It's the usual "cultural awareness and cultural accommodation" rigamarole. I have one set of cultural expectations for my behavior and those around me. People from another culture have a different set of expectations.
When I'm in their culture, as I am from time to time (in my case, Russian, Czech, Spanish, or Polish), I try to abide by their restrictions and standards of conduct to the greatest extent possible, until it violates the most liberal reading of what I can tolerate. My expectation is reciprocality. Oddly, I find that most people have the same kind of expectation. They overlook breaches of cultural etiquette, as long as I wasn't aware of it when I broke the rules, and take willful, demanding violation of them as intentional disrespect--and compliance as neutral or as a sign of respect.

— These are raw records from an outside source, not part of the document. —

PR #1225, opened 2023-04-19
Fixing build failure

ddhanesha:
## What and Why

PR includes a draft of fixes we would need to make to material ui upgrade work with our build.


positiveimpact:
LGTM, thanks for making this change! And sorry for breaking the pipeline with the mui PR. I made one small change before mering: I refactored Grid back to the newer version (reasoning explained in mui PR) and removed the `item` property from Grid items to make the build work.

Issue #1229, opened 2023-04-22
Bug: @ mentions in comments: dropdown hidden/creates scroll


tobiasrehm:
**Describe the bug**
When @ ing another user the menu in which to select a user is hidden and creates a scroll inside the comment input field

**To Reproduce**
1. Go to an projects comment section 
2. Type "@[some user name]

**Expected behavior**
The selection field should not stay inside the comment text input but overlap to the "outside" and not create a scroll

**Screenshots**
![image](https://user-images.githubusercontent.com/64414429/233600948-f18fedf7-b04e-4b0c-b24a-c8b23ae004d2.png)

PR #1236, opened 2023-05-09
#1229 fix hidden mention suggestions

MarcoRehmer:
## What and Why

- set overflow to "visible" for mentionsInputContainer

## Additional

- avoid nullish project input for project preview state


ddhanesha (approved):
Good catch! Let's get this merged.

PR #1241, opened 2023-05-11
fix: make dev container postInstall setup work

phiresky:
enables the venv before attempting to run make migrate.


positiveimpact (approved):
LGTM! Approved.

PR #1242, opened 2023-05-11
Feat/python lint

phiresky:
Changes the python lint to enforce formatting with black and passing ruff.rs lints.

#1243 contains the actual lint fixes, merge that one into this first


positiveimpact (approved):
LGTM! Thanks for this change!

But when I refuse to abide by a cultural requirement when I'm abroad, and run afoul of cultural expectations, I don't expect them to be pleased with my demands that they honor my culture in their country, and conform to my expectations: how selfish is that, expecting strangers to conform to my expectations because, well, they're *my* expectations. We find workarounds, or I explain my problem: if they aren't willing to yield voluntarily, I abandon the field of Kulturkampf. The same works in personal relations.
I don't eat pork or shrimp, but do eat chicken and beef. In Poland, our host served us a traditional Polish dinner. With pork. I abided by her menu; I didn't eat pork, but neither did I expect her to alter her menu. In fact, I thanked her heartily, and put her at ease, stretching the truth in saying that everything was great. When I invited some of the grad students working over for dinner, I didn't know one was vegan. She found stuff to eat, but not much. She was respectful: She got an e-mail asking about dietary restrictions, and did not reply, so she didn't utter a word of complaint. I found out she was a vegan a week later.
The Muslim women who interpret their fiqh to require that they cover their faces should simply find another doctor; if it's an inconvenience, it's a self-imposed one that they, and only they, are responsible for.